Report the count of lines below in which the string "askov" occurs; include nothing else.

Dataset entries:
++++++++++++++++++++
PR #1126, opened 2026-07-01
feat: Render permissioned burn token extension

gitteri:
Adds parsing and display for the token-2022 permissioned burn mint extension. The RPC now returns it as `permissionedBurnConfig` (via the agave account-decoder change in anza-xyz/agave#13504), so the extensions page can surface the burn authority.

Adds the `permissionedBurnConfig` extension type + validator, a "Permissioned Burn" label with description and docs link, and a row rendering the burn authority.

Example mint that carries it: `6rS8E5CQHLHmLenNNevUdJ9APzKNairr1kfWAM3EhDX3`

### DIFF
--- a/app/components/account/TokenAccountSection.tsx
+++ b/app/components/account/TokenAccountSection.tsx
@@ -30,6 +30,7 @@ import {
     MintCloseAuthority,
     PausableConfig,
     PermanentDelegate,
+    PermissionedBurnConfig,
     ScaledUiAmountConfig,
     TokenExtension,
     TokenExtensionType,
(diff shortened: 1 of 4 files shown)


gitteri:
Thanks @greptile-apps, both addressed:

- **P1 (empty header):** Permissioned burn has a single field (`authority`), so I switched it to the single-row, no-header pattern used by `permanentDelegate` (renders one "Permissioned Burn Authority" row, or nothing when `authority` is null) and moved it out of the header-section group in the sort order. No more floating header.
- **P2 (null case untested):** Added a test asserting nothing renders when `authority` is null.

Woody4618 (approved):

Woody4618:
thanks for this!

PR #1132, opened 2026-07-03
fix: custom url removal from requests

C0mberry:
## Description

Keeps the custom-cluster RPC URL out of requests to the Explorer's own server. Custom-cluster RPC traffic is resolved directly by the browser, so our server never needs the value.

- **Stop sending `customUrl` on rpc requests** — `pickClusterParams` no longer preserves `customUrl` when the resulting cluster isn't `custom`, so navigation on mainnet/devnet/testnet stops carrying it (`adc1fd30f`). The `additionalParams` path decides from the *merged* cluster, so switching custom → devnet drops the endpoint rather than inheriting it. **This is the one user-visible change in the PR.**
- **`useDasImage` stops appending `customUrl` to `/api/token-image`.** This fired on *every cluster for every user*, not only on Custom: `rememberedCustomUrlAtom` defaults to `http://localhost:8899` and `useCluster().customUrl` returns that remembered value whatever the active cluster, so the `if (customUrl)` guard was always true. Anyone with a saved keyed endpoint shipped it to us on every token-image load while browsing mainnet.
- **The server can no longer read a client-supplied URL at all.** `serverClusterUrl` drops its `customUrl` parameter and takes `ServerCluster = Exclude<Cluster, Cluster.Custom>`, so resolving one is a compile error rather than a per-route runtime guard. The narrowing propagates to the helpers that carry a cluster toward an outbound RPC call: `clusterFromGenesisHash`, `findTransactionCluster`, `getSignatureStatus`, `getTx`, `resolveSearchTokens`. The token-image route keeps its `Custom → 400` guard as defense-in-depth.

Previously this invariant held only by convention — every `serverClusterUrl` caller remembered to pass `''` — plus that single runtime 400.

The server-side and transport changes are behaviour-neutral: the token-image route reads only `cluster` and rejects Custom with 400 either way, so their only observable effect is a shorter request URL — expect a one-time `/api/token-image` CDN cache warm after deploy, then a better hit rate (each distinct saved `customUrl` previously fragmented the cache key). The `pickClusterParams` change above *is* a behaviour change, and is the fix the issue asks for.

Design rationale, rejected alternatives, and the remaining scope are in `openspec/changes/keep-custom-url-off-our-server/`.

## Type of change

-   [x] Bug fix

## Testing

- [Token address page (mainnet) — Network tab shows `/api/token-image/…?cluster=mainnet-beta` with no `customUrl`](https://explorer-git-fork-hoodieshq-fix-hoo-79-bb4038-solana-foundation.vercel.app/address/EPjFWdd5AufqSSqeM2qN1xzybapC8G4wEGGkZwyTDt1v)
- [Same page, navigate between tabs — `customUrl` is not added to the URL on a non-custom cluster](https://explorer-git-fork-hoodieshq-fix-hoo-79-bb4038-solana-foundation.vercel.app/address/EPjFWdd5AufqSSqeM2qN1xzybapC8G4wEGGkZwyTDt1v/transfers)
- [Custom cluster — endpoint still resolves client-side and the page loads; token images still don't render (unchanged)](https://explorer-git-fork-hoodieshq-fix-hoo-79-bb4038-solana-foundation.vercel.app/address/EPjFWdd5AufqSSqeM2qN1xzybapC8G4wEGGkZwyTDt1v?cluster=custom)

## Related Issues

Closes [HOO-792](https://linear.app/solana-fndn/issue/HOO-792/requests-are-sending-customurl-even-there-is-no-customurl)

## Checklist

## Additional Notes

**Still out of scope:** when the Custom cluster is active, the endpoint remains in the page URL (`?cluster=custom&customUrl=…`). A keyed endpoint therefore still reaches our access logs, Google Analytics (`page_location` is the full `href`, and there is no `page_location` override or query stripping) and Sentry (`request.url`, with `sampleRate: 1` and no `beforeSend`) on those page loads. Two follow-ups are recorded under "Known residual" in the OpenSpec proposal: scrub query strings at the analytics/Sentry sinks first, then move the endpoint to `localStorage`.

`build:info` reports one first-load change: `/block/[slot]/programs` 210 kB → 220 kB. This PR doesn't touch that route and the client diff only removes code, so this reads as bucket-rounding jitter rather than a regression.


app/utils/__tests__/url.spec.ts
```diff
@@ -26,10 +26,10 @@ describe('pickClusterParams', () => {
             expect(result).toBe('/address/abc123?cluster=devnet');
         });
 
-        it('should preserve customUrl param from current search', () => {
+        it('should not preserve customUrl param when cluster is not custom', () => {
             const currentParams = new URLSearchParams('customUrl=http://localhost:8899');
```
rogaldh, line 30: I think it is worth adding a case when we pass cluster=custom + customUrl

app/utils/url.ts
```diff
@@ -68,6 +73,10 @@ export function pickClusterParams(
             }
             params.set(key, value); // Override current with additional
         });
+        // Remove customUrl when not on custom cluster
+        if (params.get('cluster') !== CUSTOM_MONIKER) {
+            params.delete('customUrl');
```
rogaldh, line 84: Checked quickly, it looks like this branch was not tested. Could you please validate that?

app/utils/url.ts
```diff
@@ -68,6 +73,10 @@ export function pickClusterParams(
             }
             params.set(key, value); // Override current with additional
         });
+        // Remove customUrl when not on custom cluster
```
rogaldh: Could you, please, improve the comment to explain WHY, not WHAT

openspec/changes/keep-custom-url-off-our-server/design.md
```diff
@@ -0,0 +1,66 @@
...
+- Make it impossible for server code to resolve a client-supplied RPC URL — at the type level, not runtime-only.
+- Stop the one client fetch that forwards `customUrl` to our own API for nothing.
+- Remove the dead `customUrl` parameters and types that imply the server consumes the value.
+
+**Non-Goals:**
+
+- Changing where the custom endpoint lives. It stays in the page URL. See `proposal.md`, follow-up 2.
+- Scrubbing query strings at the analytics / Sentry / logging sinks. See `proposal.md`, follow-up 1.
+- Touching link generation, `pickClusterParams`, the cluster switcher, `isCustomUrlAllowed`, or the cross-cluster discovery probes.
+- Making custom-cluster token images render. They do not today; that is a separate feature.
```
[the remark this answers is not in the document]
askov: Fixed

app/utils/url.ts
askov: Replaced both WHAT comments

app/utils/url.ts
askov: Added four cases

app/utils/__tests__/url.spec.ts
askov: Covered

openspec/changes/keep-custom-url-off-our-server/specs/custom-cluster-url/spec.md
```diff
@@ -0,0 +1,59 @@
...
+- **THEN** the request to `/api/token-image` SHALL NOT include a `customUrl` parameter
+- **AND** the image SHALL simply not render (the Explorer server does not serve custom-cluster images)
+
+#### Scenario: A new client fetch needs the active cluster
+
+- **WHEN** client code adds a fetch to an Explorer `/api/*` route that depends on the active cluster
+- **THEN** it SHALL identify the cluster by its slug alone
+- **AND** SHALL NOT forward the custom endpoint, because no server route can consume it
+
+### Requirement: Navigation params SHALL carry customUrl only when the target cluster is Custom
```
rogaldh: That requirement is a bit incorrect.
Explorer has [a helper](https://github.com/solana-foundation/explorer/blob/310ee3f949e35c57144d325d92531cdbb675b9d8/app/entities/cluster/lib/resolve-cluster.ts#L15) which contains logic to enable customUrl for the address string or not.

So the navigation should rely on this criterion.

Also important that this should survive direct visits to the specific url, but if Marco sends a link with `cluster=custom&cusomUrl=<%malformed_url%>` to Polo, it should survive only if `devFlagEnabled=true`

askov: I fixed the spec/navigation. But the second problem seems to be a different story not related to the current task. Please, let me know if the task description is incomplete and we need to handle everything in this PR

rogaldh (approved):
++++++++++++++++++++
EXERCISE RESULT:
5